PR #145, opened 2018-04-16
[HIVEMALL-191] Add Kryo serialization test to existing workaround code

takuti:

Add Kryo serialization test to existing workaround code as: https://github.com/apache/incubator-hivemall/commit/f6765dff7be67e1a3327709bbb9bfdc6eba7b97f

To be more precise, currently two UDFs `quantified_features` and `tokenize_ja` explicitly have the workaround lazy instantiation code. So, this PR makes their `transient` keyword unnecessary.

## What type of PR is it?

Improvement

## What is the Jira issue?

https://issues.apache.org/jira/browse/HIVEMALL-191

## How was this patch tested?

Added some unit tests, and manually tested as well

## Checklist

### DIFF
--- a/core/src/main/java/hivemall/ftvec/trans/QuantifiedFeaturesUDTF.java
+++ b/core/src/main/java/hivemall/ftvec/trans/QuantifiedFeaturesUDTF.java
@@ -48,9 +48,6 @@ public final class QuantifiedFeaturesUDTF extends GenericUDTF {
     private Identifier<String>[] identifiers;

- _YOUR OBJECTIVE_:
Reproduce the data. Keep it exact.

- _EXPECTED ANSWER_:
PR #145, opened 2018-04-16
[HIVEMALL-191] Add Kryo serialization test to existing workaround code

takuti:

Add Kryo serialization test to existing workaround code as: https://github.com/apache/incubator-hivemall/commit/f6765dff7be67e1a3327709bbb9bfdc6eba7b97f

To be more precise, currently two UDFs `quantified_features` and `tokenize_ja` explicitly have the workaround lazy instantiation code. So, this PR makes their `transient` keyword unnecessary.

## What type of PR is it?

Improvement

## What is the Jira issue?

https://issues.apache.org/jira/browse/HIVEMALL-191

## How was this patch tested?

Added some unit tests, and manually tested as well

## Checklist

### DIFF
--- a/core/src/main/java/hivemall/ftvec/trans/QuantifiedFeaturesUDTF.java
+++ b/core/src/main/java/hivemall/ftvec/trans/QuantifiedFeaturesUDTF.java
@@ -48,9 +48,6 @@ public final class QuantifiedFeaturesUDTF extends GenericUDTF {
     private Identifier<String>[] identifiers;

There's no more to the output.